● **Action item**: As you look over the data below, please find each line where the word "first" appears, then copy it.

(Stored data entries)
:::::
PR #331, opened 2020-08-12
RES 1613 - Quantization Aware Training

lucasosouza:
Working version of QAT. I made some simplifications to make it easier to merge with existing code, I might reintroduce in the next PR. See related PR in nupic.hardware for all changes.

Create_model was divided into three functions:
- create_model: create the network
- restore_checkpoint: restore checkpoint 
- transform_model: default just moves to device.

Create_model can still perform both of the other functions, in order to maintain backwards compatibility, but that is no longer the default behavior in ImageNet.

The reasoning behind this change is when training QAT from a checkpoint, the model has to be 1. created, 2. have the checkpoint restored, and then 3. transformed. When re-loading a model trained with QAT, the order is changed: we first have to 1. create the model, 2. transform and then 3. restore the checkpoint, since the checkpoint from the finetuned QAT model will have all the extra parameters. So the flexibility to be able to change the order of these operations was necessary, and the added flexibility will also be useful moving forward.


nupic/research/frameworks/pytorch/imagenet/mixins/rezero_weights.py
```diff
@@ -44,8 +44,8 @@ def setup_experiment(self, config):
                               float(nonzero_params_sparse2) / params_sparse)
 
     @classmethod
-    def create_model(cls, config, device):
-        model = super().create_model(config, device)
+    def create_model(cls, config):
```
lscheinkman, line 47: refactoring this method signature will break any code that rely on the device being passed to `create_model`.
Just run `git grep 'create_model'` in this and any other repo that depends on `nupic.research` to get a list of files that need to be updated as well.

nupic/research/frameworks/pytorch/imagenet/imagenet_experiment.py
```diff
@@ -366,8 +383,8 @@ def create_model(cls, config, device):
             model_args=config.get("model_args", {}),
             init_batch_norm=config.get("init_batch_norm", False),
             device=device,
-            checkpoint_file=config.get("checkpoint_file", None),
-            load_checkpoint_args=config.get("load_checkpoint_args", {}),
+            checkpoint_file=checkpoint_file,
+            load_checkpoint_args=load_checkpoint_args,
```
lscheinkman, line 387: Why do you need to refactor this method passing `checkpoint_file`, `load_checkpoint_args` as arguments ignoring the values in the `config` dictionary. 
This will break resume and any other script that rely on the `config` to pass the checkpoint file.
This class method is called directly by other scripts without instantiating the experiment. Such as regression and other tests

nupic/research/frameworks/quantization/qat_kwinners.py
```diff
@@ -0,0 +1,168 @@
...
+
+    def forward(self, x):
+        if self.n == 0:
+            self.n = np.prod(x.shape[1:])
+            if not self.local:
+                self.k = int(round(self.n * self.percent_on))
+                self.k_inference = int(round(self.n * self.percent_on_inference))
+
+        if self.training:
+            x = self.kwinner_function(x, self.duty_cycle, self.k, self.boost_strength)
```
lscheinkman, line 128: You should get the latest `nupic.torch`. 
`kwinner_function` was refactored out. see https://github.com/numenta/nupic.torch/pull/74/

nupic/research/frameworks/pytorch/imagenet/mixins/quantization_aware.py
```diff
@@ -0,0 +1,201 @@
...
+        qconfig = QConfig(
+            activation=FakeQuantize.with_args(observer=MovingAverageMinMaxObserver,
+                                              quant_min=0,
+                                              quant_max=255,
+                                              reduce_range=True),
+            weight=default_weight_fake_quant
+        )
+    model.qconfig = qconfig
+
+    # equivalent to quantize.prepare, inplace. require for custom white list
```
lscheinkman, line 146: This was fixed in pytorch 1.6. You can now pass custom white list to `torch.prepare`

nupic/research/frameworks/pytorch/imagenet/network_utils.py
```diff
@@ -92,12 +92,19 @@ def create_model(model_class, model_args, init_batch_norm, device,
     model = model_class(**model_args)
     if init_batch_norm:
         init_resnet50_batch_norm(model)
-    model.to(device)
 
-    # Load model parameters from checkpoint
+    # backwards compatibility
```
lscheinkman, line 96: This comment is confusing. All you doing is checking if the optional `device` argument is `None`. It is confusing to mark that as 'backward compatibility'

nupic/research/frameworks/quantization/qat_kwinners.py
lucasosouza: Do you know if the changes are paramount to make it work? This is working fine on my end, and I pulled nupic.torch less than 2 weeks ago. I wouldn't like to refactor at this PR unless necessary. If it is style or performance reasons I can make the changes in the next PR.

lscheinkman: Did you get the latest nupic.torch from master? It does not work with the latest nupic.torch

nupic/research/frameworks/pytorch/imagenet/network_utils.py
lucasosouza: It is sending the model to device here, if device is not None. That is to maintain backward compatibility in case you only call `create_model` function directly and you expect it to send the model to device. In the new version, the model is only sent to device in the `transform_model` function. Do you propose a different approach?

lscheinkman: No, just remove the comment. I was trying to understand "backwards compatibility" comment from the code without looking at the diffs and it was not clear to me

nupic/research/frameworks/quantization/qat_kwinners.py
lscheinkman: There is no `kwinner_function` in nupic.torch code
https://github.com/numenta/nupic.torch/search?q=kwinner_function&type=Code

nupic/research/frameworks/pytorch/imagenet/mixins/quantization_aware.py
lucasosouza: Not `prepare_qat`, they only updated `prepare` in 1.6

nupic/research/frameworks/pytorch/imagenet/mixins/rezero_weights.py
lucasosouza: Fixed

nupic/research/frameworks/pytorch/imagenet/imagenet_experiment.py
lucasosouza: I kept the same signature and added an extra flag whether or not to use those arguments from config

nupic/research/frameworks/quantization/qat_kwinners.py
lucasosouza: Fixed.

nupic/research/frameworks/pytorch/imagenet/imagenet_experiment.py
```diff
@@ -230,7 +231,16 @@ def setup_experiment(self, config):
...
-        self.model = self.create_model(config, self.device)
+        self.model = self.create_model(config, from_checkpoint=False)
+
+        checkpoint_file = config.get("checkpoint_file", None)
+        if checkpoint_file:
+            load_checkpoint_args = config.get("load_checkpoint_args", {})
+            self.restore_checkpoint(self.model, checkpoint_file, load_checkpoint_args)
+
+        # Send to device after loading checkpoint
+        self.transform_model()
```
mrcslws, line 242: This is forcing us to always restore checkpoints on CPU rather than on CUDA, then to move it back to CUDA (even in our main experiments when we're not using QAT yet). Maybe instead, the QuantizationAware mixin should override create_model and put all of this logic there. I'm not sure we need `transform_model` and `restore_checkpoint`, it seems the current ImagenetExperiment is already sufficient to implement this.

Then you could use the `device=None` option in `network_utils.create_model`, but you won't need the `from_checkpoint` bool any more.

lucasosouza: Do you see a big impact in performance? I understand your point, but the added flexibility seemed like a good trade compared to at most a few seconds more only in initialization, but I might have estimated it wrongly.

lucasosouza: And functionally, from a SRP principle, I think restore checkpoints and creating models should be separate methods.

lucasosouza: The last commit should address your concerns. There is still a transform model, but create_model is unchanged, so shouldn't impact existing experiments. I had to a little bit of hacking in the `quantize_qat` script to account for the different order of checkpoint restoration - in a later refactor we should disentangle restore_checkpoint from create model.

PR #333, opened 2020-08-14
Initial Refactor for Experiment Trainables

mvacaporale:
This PR gets the ball rolling on making our experiment classes more extensible. 

It starts with the Trainables:
* Refactoring the initial-validation functionality into a `pre_experiment` method.
* Introducing a `BaseTrainable` and `SupervisedTrainable`

@lscheinkman You'll notice that the notion of an iteration has been kept only with the Trainables and is not imposed on the ImagenetExperiment class.

### DIFF
--- a/nupic/research/frameworks/pytorch/imagenet/imagenet_tune.py
+++ b/nupic/research/frameworks/pytorch/imagenet/imagenet_tune.py
@@ -47,7 +47,7 @@ from nupic.research.support.ray_utils import (
 os.environ["HDF5_USE_FILE_LOCKING"] = "FALSE"
 
 
-class ImagenetTrainable(Trainable):
+class SupervisedTrainable(Trainable):
     """
     Trainable class used to train resnet50 on Imagenet dataset using ray
     """
@@ -297,7 +297,7 @@ class ImagenetTrainable(Trainable):
         pass
 
 
-class SigOptImagenetTrainable(ImagenetTrainable):
+class SigOptImagenetTrainable(SupervisedTrainable):
     """
     This class updates the config using SigOpt before the models and workers are
     instantiated, and updates the result using SigOpt once training completes.
@@ -379,9 +379,9 @@ def run(config):
         kwargs = dict(zip(kwargs_names, [SigOptImagenetTrainable,
                                          *tune.run.__defaults__]))
     else:
-        imagenet_trainable = config.get("imagenet_trainable", ImagenetTrainable)
-        assert issubclass(imagenet_trainable, ImagenetTrainable)
-        kwargs = dict(zip(kwargs_names, [imagenet_trainable, *tune.run.__defaults__]))
+        supervised_trainable = config.get("supervised_trainable", SupervisedTrainable)
+        assert issubclass(supervised_trainable, SupervisedTrainable)
+        kwargs = dict(zip(kwargs_names, [supervised_trainable, *tune.run.__defaults__]))
 
     # Check if restoring experiment from last known checkpoint
     if config.pop("restore", False):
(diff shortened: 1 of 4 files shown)


nupic/research/frameworks/pytorch/imagenet/imagenet_tune.py
```diff
@@ -293,11 +289,39 @@ def _stop(self):
...
 
-class SigOptImagenetTrainable(ImagenetTrainable):
+class SupervisedTrainable(BaseTrainable):
+    """
+    Trainable class used to train supervised machine learning experiments
+    with ray.
+    """
+
+    def _run_iteration(self):
+        """Run one epoch of training on each process."""
```
lucasosouza, line 308: Is the word epoch here still applicable?

nupic/research/frameworks/pytorch/imagenet/imagenet_tune.py
```diff
@@ -379,9 +408,9 @@ def run(config):
         kwargs = dict(zip(kwargs_names, [SigOptImagenetTrainable,
                                          *tune.run.__defaults__]))
     else:
-        imagenet_trainable = config.get("imagenet_trainable", ImagenetTrainable)
-        assert issubclass(imagenet_trainable, ImagenetTrainable)
-        kwargs = dict(zip(kwargs_names, [imagenet_trainable, *tune.run.__defaults__]))
+        supervised_trainable = config.get("supervised_trainable", SupervisedTrainable)
```
lucasosouza, line 411: Why is the variable called supervised_trainable? Can we instead just call it trainable and then point to whatever trainable class the user wants?

nupic/research/frameworks/pytorch/imagenet/imagenet_tune.py
mvacaporale: It is because it's in the SupervisedTrainable.

nupic/research/frameworks/pytorch/imagenet/imagenet_tune.py
mvacaporale: Good catch. Just updated.

nupic/research/frameworks/pytorch/imagenet/imagenet_tune.py
```diff
@@ -293,11 +289,39 @@ def _stop(self):
...
+            return ray.get(status)
+
+    def _process_result(self, result, pre_experiment_result=None):
+
+        # Aggregate initial validation results (before any training).
+        if pre_experiment_result is not None:
+            result["extra_val_results"].insert(0, (0, pre_experiment_result))
+
+
+class SigOptImagenetTrainable(SupervisedTrainable):
```
lscheinkman, line 324: Maybe `BaseTrainable` and `SupervisedTrainable ` should be on a different file from `SigOptImagenetTrainable` or `SigOptImagenetTrainable` could be renamed to `SigOptSupervisedTrainable `

nupic/research/frameworks/pytorch/imagenet/imagenet_tune.py
lucasosouza: It is a matter of opinion, but I would still argue that it should be just `trainable` and not `ray_trainable`, since we discussed about removing explicit references to Ray whenever possible. 

We should be allowed to use other Trainables (considering the trainable is just a boilerplate function that call iterations from any class until a stopping criteria is met, and save the outcome at each step).

mvacaporale: I believe that strategy was discussed particularly for the Experiment classes. Here, the trainable will be passed to `ray.tune.run` so I don't think the same philosophy can be applied.

nupic/research/frameworks/pytorch/imagenet/imagenet_tune.py
mvacaporale: The sipopt trainable uses `SigOptImagenetExperiment` which is quite tied to imagenet experiments (in terms of parameters it assumes we're using). I figured both of these could be made more general, but I've left it for later for now. After Lucas and I do further refactoring, we'll know more which is the best route.

PR #334, opened 2020-08-15
Revert "Initial Refactor for Experiment Trainables"

lucasosouza:
Reverts numenta/nupic.research#333

### DIFF
--- a/nupic/research/frameworks/pytorch/imagenet/imagenet_experiment.py
+++ b/nupic/research/frameworks/pytorch/imagenet/imagenet_experiment.py
@@ -459,12 +459,6 @@ class ImagenetExperiment:
         else:
             return True
 
-    def pre_experiment(self):
-        """Run validation before training."""
-        if -1 in self.epochs_to_validate:
-            self.logger.debug("Validating before any training:")
-            return self.validate()
-
     def validate(self, loader=None):
         if loader is None:
             loader = self.val_loader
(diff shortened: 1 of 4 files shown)


lscheinkman:
@lucasosouza Please do not create branches on https://github.com/numenta/nupic.research
You should create a branch on your own fork

lucasosouza:
@mvacaporale 
This particular PR was created automatically by github when using reverse. We found a subtle bug on this while we were running some tests on Saturday, so I reversed.

We did create a temporary branch (RES-1630) to facilitate pair programming in remote setting, since we were both pushing commits to one branch. But it will be deleted very soon, after we are done with it Monday. Let me know if you still think it is an issue in this scenario.

lscheinkman:
For this particular PR you could use github to revert the changes on **your fork** (`lucassouza/nupic.research`) instead of **upstream** (`numenta/nupic.research`)  and later create a PR from **your fork** to **upstream** like any other PR.

As for collaboration, you could create a branch on your own **fork** (`lucassouza/nupic.research`) and he could just add your **fork** as a remote.

The reason for that is that everybody uses `numenta/nupic.research` as the **upstream** repository and when we download changes from the **upstream** repository we would also be downloading the changes to **your branches** which is not desirable.

Lets try to keep the **upstream** (`numenta/nupic.research`) repository clean from local changes

PR #335, opened 2020-08-15
Single instance fixes

lucasosouza:
Small fixes to single instance runner. When this was created, it solved two problems that at the time weren't functional in the main runner:
- running ray in single instance
- running several trials at once, to be able to do grid/random search through hyperparameter space.

The latter is fixed now, but I keep using single_instance for the first reason. This refactor is mainly to only use the Trial_Collection class only if the user specifically asks, maintaining compatibility with some of the early experiments I conducted on Imagenet. Not the prettiest code, but works alright.


lscheinkman:
@lucasosouza Do you need to run **ray** on a single instance?
How about "[/projects/imagenet/local_run.py](https://github.com/numenta/nupic.research/blob/master//projects/imagenet/local_run.py)" as an alternative?

lucasosouza:
Yes, I do it all the time, to test and debug new code, run small datasets, do some fast finetuning. I've never seen `local_run` before, that was probably created after I coded the single instance runner - so that code works with Ray and multiple GPUs as well?

lscheinkman:
> I've never seen `local_run` before, that was probably created after I coded the single instance runner - so that code works with Ray and multiple GPUs as well?

`local_run` was created a few months ago and it works just like ray on multiple GPU but only on a single node. 
Ray tune trials are converted to plain `dicts` (see [create_trials](https://github.com/numenta/nupic.research/blob/master//projects/imagenet/local_run.py#L56)) and ray remote calls are replaced with `torch.multiprocessing` (see [imagenet_run](https://github.com/numenta/nupic.research/blob/master/nupic/research/frameworks/pytorch/imagenet/imagenet_run.py)). 
The logging and checkpointing is the same as ray (see [run_trial](https://github.com/numenta/nupic.research/blob/master//projects/imagenet/local_run.py#L119))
:::::
● **Expected answer**:
The reasoning behind this change is when training QAT from a checkpoint, the model has to be 1. created, 2. have the checkpoint restored, and then 3. transformed. When re-loading a model trained with QAT, the order is changed: we first have to 1. create the model, 2. transform and then 3. restore the checkpoint, since the checkpoint from the finetuned QAT model will have all the extra parameters. So the flexibility to be able to change the order of these operations was necessary, and the added flexibility will also be useful moving forward.
The latter is fixed now, but I keep using single_instance for the first reason. This refactor is mainly to only use the Trial_Collection class only if the user specifically asks, maintaining compatibility with some of the early experiments I conducted on Imagenet. Not the prettiest code, but works alright.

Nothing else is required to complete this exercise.